PR #27, opened 2020-01-23
Undeclared index identifier

Bastacyclop:
A small example where codegen fails with an undeclared index identifier.
https://github.com/rise-lang/shine/commit/f79a480fe868258b9ad36feaec11d124af4238c0#diff-7630c39c500613b10242256eebeca2bfR20

It seems to me that the imperative DPIA code is correct. However C code generation is bugged:
```c
void foo(int* output, int* e58){
  /* mapSeq */
  for (int i_124 = 0;(i_124 < 12);i_124 = (1 + i_124)) {
    if ((idx125 < 2)) {
      int idx125 = e58[i_124];
      output[i_124] = 0;
    }
     else if ((idx125 < 4)) {
      int idx125 = e58[i_124];
      output[i_124] = 1;
    }
     else {
      int idx125 = e58[i_124];
      output[i_124] = 2;
    } 
  }
}
```

### DIFF
--- a/src/main/scala/shine/C/CodeGeneration/CodeGenerator.scala
+++ b/src/main/scala/shine/C/CodeGeneration/CodeGenerator.scala
@@ -754,10 +754,10 @@ class CodeGenerator(val decls: CodeGenerator.Declarations,
         case C.AST.ArithmeticExpr(ae) => acc(a, env, CIntExpr(ae) :: ps, cont)
         case cExpr:C.AST.Expr =>
           val arithVar = NamedVar(freshName("idxAcc"))
-          acc(a, env, CIntExpr(arithVar) :: ps, generated => C.AST.Block(immutable.Seq(
+          C.AST.Block(immutable.Seq(
             C.AST.DeclStmt(C.AST.VarDecl(arithVar.name, C.AST.Type.int, Some(cExpr))),
-            cont(generated)
-          )))
+            acc(a, env, CIntExpr(arithVar) :: ps, cont)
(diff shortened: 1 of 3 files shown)


Bastacyclop:
I believe the issue comes from:
```scala
    def codeGenIdx(i: Phrase[ExpType],
                   e: Phrase[ExpType],
                   env: Environment,
                   ps: Path,
                   cont: Expr => Stmt): Stmt = {
      exp(i, env, Nil, {
        // [ ... ]
        case cExpr:C.AST.Expr =>
          val arithVar = NamedVar(freshName("idx"))
          exp(e, env, CIntExpr(arithVar) :: ps, generated => C.AST.Block(immutable.Seq(
            C.AST.DeclStmt(C.AST.VarDecl(arithVar.name, C.AST.Type.int, Some(cExpr))),
            cont(generated)
          )))
      })
    }
```
A new variable is created and put on the path, although only the continuation will declare this variable. As a result, the ifs end up using that variable from the path before declaring it.

Bastacyclop:
Generated code after this change:
```c
void foo(int* output, int* e3434){
  /* mapSeq */
  for (int i_3500 = 0;(i_3500 < 12);i_3500 = (1 + i_3500)) {
    {
      int idx3501 = e3434[i_3500];
      if ((idx3501 < 2)) output[i_3500] = 0; else if ((idx3501 < 4)) output[i_3500] = 1; else output[i_3500] = 2;
    } 
  }
}
```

Exercise directions: Word for word, copy out all the data given above.

Response to this task:
PR #27, opened 2020-01-23
Undeclared index identifier

Bastacyclop:
A small example where codegen fails with an undeclared index identifier.
https://github.com/rise-lang/shine/commit/f79a480fe868258b9ad36feaec11d124af4238c0#diff-7630c39c500613b10242256eebeca2bfR20

It seems to me that the imperative DPIA code is correct. However C code generation is bugged:
```c
void foo(int* output, int* e58){
  /* mapSeq */
  for (int i_124 = 0;(i_124 < 12);i_124 = (1 + i_124)) {
    if ((idx125 < 2)) {
      int idx125 = e58[i_124];
      output[i_124] = 0;
    }
     else if ((idx125 < 4)) {
      int idx125 = e58[i_124];
      output[i_124] = 1;
    }
     else {
      int idx125 = e58[i_124];
      output[i_124] = 2;
    } 
  }
}
```

### DIFF
--- a/src/main/scala/shine/C/CodeGeneration/CodeGenerator.scala
+++ b/src/main/scala/shine/C/CodeGeneration/CodeGenerator.scala
@@ -754,10 +754,10 @@ class CodeGenerator(val decls: CodeGenerator.Declarations,
         case C.AST.ArithmeticExpr(ae) => acc(a, env, CIntExpr(ae) :: ps, cont)
         case cExpr:C.AST.Expr =>
           val arithVar = NamedVar(freshName("idxAcc"))
-          acc(a, env, CIntExpr(arithVar) :: ps, generated => C.AST.Block(immutable.Seq(
+          C.AST.Block(immutable.Seq(
             C.AST.DeclStmt(C.AST.VarDecl(arithVar.name, C.AST.Type.int, Some(cExpr))),
-            cont(generated)
-          )))
+            acc(a, env, CIntExpr(arithVar) :: ps, cont)
(diff shortened: 1 of 3 files shown)


Bastacyclop:
I believe the issue comes from:
```scala
    def codeGenIdx(i: Phrase[ExpType],
                   e: Phrase[ExpType],
                   env: Environment,
                   ps: Path,
                   cont: Expr => Stmt): Stmt = {
      exp(i, env, Nil, {
        // [ ... ]
        case cExpr:C.AST.Expr =>
          val arithVar = NamedVar(freshName("idx"))
          exp(e, env, CIntExpr(arithVar) :: ps, generated => C.AST.Block(immutable.Seq(
            C.AST.DeclStmt(C.AST.VarDecl(arithVar.name, C.AST.Type.int, Some(cExpr))),
            cont(generated)
          )))
      })
    }
```
A new variable is created and put on the path, although only the continuation will declare this variable. As a result, the ifs end up using that variable from the path before declaring it.

Bastacyclop:
Generated code after this change:
```c
void foo(int* output, int* e3434){
  /* mapSeq */
  for (int i_3500 = 0;(i_3500 < 12);i_3500 = (1 + i_3500)) {
    {
      int idx3501 = e3434[i_3500];
      if ((idx3501 < 2)) output[i_3500] = 0; else if ((idx3501 < 4)) output[i_3500] = 1; else output[i_3500] = 2;
    } 
  }
}
```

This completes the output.